Glomeris sublimbata, also known as the marbled pill millipede, is a species of pill millipede belonging to the genus Glomeris and the family Glomeridae.

== Description ==
Glomeris sublimbata is a large arthropod with a body length reaching up to 20 mm and a width of approximately 10 mm. Individuals are grey and brown in colour possessing a marbled pattern. The specific range of terga segments where these lateral spots appear may vary among individuals. The marbled lateral spots can be observed on the terga starting from the second or third segment and continuing up to either the eleventh or twelfth segment, depending on the individual. Male individual's legs numbered 17, 18, and 19 possess distinct and well-defined telopods. Much like G. klugii, there is a potential for intraspecific variation in the degree of development between the anterior and posterior parts of the third tergum, therefore individuals may exhibit different levels of growth or characteristics within the same species. When G. sublimbata is preserved within alcohol over long periods of time the individual markings and colouration of specimens can completely fade, with fresher specimens more likely to retain their coloration.
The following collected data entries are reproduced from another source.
PR #1819, opened 2026-07-12
fix(dwallet-mpc): keep internal presign sequence numbers committee-uniform when a network key's installation lags

omersadika:
> **Was stacked on #1818** (the not-ready parking fix — this change reuses its parking queue). #1818 merged as `3a88f2c99c`; this branch is rebased onto it and the diff is the single commit `c0e0ed6c81`.

## Problem

The internal presign top-up loop iterates every **adopted** network key, but a key's installation into `network_keys` completes asynchronously per validator, and the session-identifier preimage binds the installed key's content-derived `NetworkKeyId`. A validator in the adopted-but-not-installed window early-returned from `instantiate_internal_presign_session` **without consuming `next_internal_presign_sequence_number`** — while the caller still advanced the instantiated batch counter. Since that sequence counter is a single counter shared across all pools and keys, the validator's identifier derivation permanently desynchronizes from its peers': every subsequent internal presign identifier diverges and those sessions can never reach quorum, plus the instantiated/completed guard counters desync (instantiated advances with no session behind it).

Only reachable in multi-key epochs — with a single key the outer NOA-key gate returns before any counter is touched — which is why it hasn't bitten. All v4-gated (`internal_presign_sessions`), no deployed-network constraints.

## Fix

- **Sequence number is consumed unconditionally at instantiation**, before identity resolution. The top-up decision is committee-uniform, so every validator must account every session whether it can run it locally yet or not.
- **Not-installed keys defer instead of skipping**, in two shapes: the identity falls back to the pre-instantiation `ObjectID → NetworkKeyId` mapping (seeded deployed keys / handoff-cert background derivation) and the built request parks on the input's not-ready error (the #1818 queue); when even the mapping has no entry (a fresh key with no cert pin), an `AwaitingKeyIdentity` record parks carrying the **reserved** sequence number and the request is built at retry time — deriving the identical identifier peers derived at instantiation.
- **NOA-signing-key selection tie-breaks equal `dkg_at_epoch` by key id**: bare `min_by` resolved same-epoch ties by `HashMap` iteration order — per-process-random, so validators could disagree on which key is the NOA key and apply different pool configs (different batch sizes ⇒ the same divergence through another door).
- **Activation upgrades `WaitingForSessionRequest` entries in place** (shared by instantiation and retry), fixing the pre-existing `new_session` overwrite that dropped peer messages buffered before late local instantiation.

The alternative — skipping the whole (key, curve, algorithm) iteration including the counter increment until install — is ruled out in the code comments: install timing is per-validator wall-clock and the counter interleaves across pools, so any timing-dependent skip diverges it.

## Testing

- New two-key integration test `test_internal_presign_multi_key_install_lag_keeps_identifiers_uniform`: K0 bootstraps, K1 is a second same-epoch DKG; K1's installed data is removed on one validator (its adoption stays, and the manager's background re-install heals the window naturally — the production shape). Asserts the shared sequence counter reads identically on every validator **after every round**, parked batches drain, bound identifier→sequence maps stay subset-consistent, and no session ever fails terminally. A coda exercises the identity-less key: uniform `(sequence, curve, algorithm)` reservations across validators, then a registered mapping transitions them to fully-built parked requests with byte-identical identifiers.
- The run also organically hit the **natural** race: K1's first batches fired while K1 was adopted-but-not-installed on all four validators (12 identity-parks at the same round), with park→activate and park→already-resolved-drop paths both exercised.
- **Fault-injection validated** (dev-docs/playbooks/test-testing.md): restoring the skip-without-consuming behavior fails the test at the per-round counter assert with the exact production divergence (`left: 33, right: 31`).
- Full `dwallet_mpc::integration_tests::internal_presign` suite (all 6 tests, including #1818's) green in release; clippy clean.

Known multi-key uniformity holes **out of scope** and documented in `dev-docs/specs/fast-schnorr-vss.md` + tracked for follow-up: NOA-selection reads the installed set (divergent while installs lag), cross-pool sequence interleaving under adoption-timing skew, and guard counters keyed `(curve, algorithm)` shared across keys.

### DIFF
--- a/crates/ika-core/src/dwallet_mpc/integration_tests/internal_presign.rs
+++ b/crates/ika-core/src/dwallet_mpc/integration_tests/internal_presign.rs
@@ -7,10 +7,22 @@ use crate::dwallet_mpc::integration_tests::utils::{
     TEST_PRESIGN_POOL_MINIMUM_SIZE, apply_test_presign_pool_overrides, build_test_state,
     create_test_protocol_config_guard,
 };
+use crate::dwallet_mpc::mpc_manager::ParkedInternalPresignRequest;
 use crate::dwallet_mpc::mpc_session::SessionStatus;
 use crate::dwallet_mpc::{NetworkOwnedAddressSignRequest, ValidatorMpcKeysByPartyId};
-use dwallet_mpc_types::dwallet_mpc::{DWalletCurve, DWalletHashScheme, DWalletSignatureAlgorithm};
+use crate::network_key_id_mapping;
+use dwallet_mpc_types::dwallet_mpc::{
+    DWalletCurve, DWalletHashScheme, DWalletSignatureAlgorithm, NetworkKeyId,
+};
 use ika_protocol_config::ProtocolConfig;
+use ika_types::message::DWalletCheckpointMessageKind;
+use ika_types::messages_dwallet_mpc::{
+    DWalletNetworkEncryptionKeyData, DWalletNetworkEncryptionKeyState, SessionIdentifier,
+    SessionType,
+};
+use std::collections::{BTreeSet, HashMap};
+use std::sync::Arc;
+use sui_types::base_types::ObjectID;
 use tracing::info;
 
 /// The Fast Schnorr (VSS) signature algorithms — their internal presign pools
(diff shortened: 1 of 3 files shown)


omersadika (commented):
**Review verdict: would approve** (comment — GitHub forbids self-approval under the author account). Reviewed the standalone commit `2f8223feb3` (the stacked #1818 half reviewed separately there). This is the harder sibling of #1818 — same parking machinery, attacking the counter-uniformity invariant from the install-lag side — and it holds up:

**Verified in the diff:**
1. **Consume-first is enforced structurally, not by convention.** The sequence number is reserved as the *first* statement of `instantiate_internal_presign_session`, before identity resolution can bail — and the old tail-position `+= 1` (bypassable by early returns) is gone. The invariant ("the top-up decision is committee-uniform, so every validator must account every session") is stated exactly where it's load-bearing.
2. **`AwaitingKeyIdentity` is the right answer to the hard case.** When the identity isn't derivable yet, it parks the *reserved* sequence number and rebuilds the request at retry with the same `new_internal_presign(epoch, seq, curve, alg, key_id, identity)` call — byte-identical identifiers to what peers derived at instantiation. Boxing the large variant, silent re-park on the per-tick retry, and logging only real park→activate transitions (paired with the stall-playbook signature) are all considered touches.
3. **Closes the July-2 review's V8 tie-break finding verbatim** — `min_by` on `dkg_at_epoch` resolved same-epoch ties by `HashMap` iteration order; now `.then(a_id.cmp(b_id))`, with the divergence chain documented (different NOA key → different pool configs → divergent batch sizes → the same desync through another door).
4. **The shared `try_activate_internal_presign_request` fixes a pre-existing bug in passing**: the old `new_session` overwrite clobbered peer messages buffered before late local instantiation; both instantiation and retry now upgrade `WaitingForSessionRequest` in place.
5. **Test discipline**: per-round cross-validator counter asserts, the natural adopted-but-not-installed race hit organically (12 identity-parks in one round), fault-injection reproducing the exact production divergence (`33 vs 31`), and the out-of-scope multi-key holes written into `fast-schnorr-vss.md` rather than left as tribal knowledge.

**One exotic corner, non-blocking:** the identity-bytes fallback is asymmetric — a validator with the *installed* key whose `network_key_id()` derivation fails falls back to raw DKG-output bytes, while a lagging peer resolving via the cert-pinned mapping would use id bytes → divergent identifiers. Reaching it requires a cert to carry an id that local derivation can't reproduce, which is near-contradictory since cert ids come from the same derivation. Worth one defensive line someday.

**Bookkeeping for the v4-activation gate list** — after this PR, the session-identifier-uniformity family reduces to: the #1807 per-validator expiry-round desync (open major from the release review) plus the three holes this PR's spec update names (NOA selection over the still-installing set, cross-pool interleave under adoption skew, guard counters shared across keys).

**Merge timing**: same as #1818 — land **after** the 1.2.0 tag; v4-dark, keeps the running evidence batch valid for the tag commit.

== Distribution and habitat ==
Glomeris sublimbata is native to the North African countries of Algeria and Tunisia. The two countries share a border, which means they have a direct land boundary that connects them. This border between them enhances their geographical proximity. Both Tunisia and Algeria share a Mediterranean climate, characterized by hot, dry summers and mild, wet winters. The species has been recorded at altitudes ranging from 150 to 690 meters above sea level.

Glomeris sublimbata exhibits a preference for diverse forest habitats within its range. It has been observed in mixed oak forests dominated by Quercus faginea and Quercus suber. It can also be found inhabiting humid Pinus forests or mixed species forest habitats containing Eucalyptus, Quercus, Erica and Pinus species. G. sublimbata can be found living under stones, logs, and within leaf litter on the forest floor. Its presence in forests consisting of varied tree species suggests a certain level of ecological flexibility.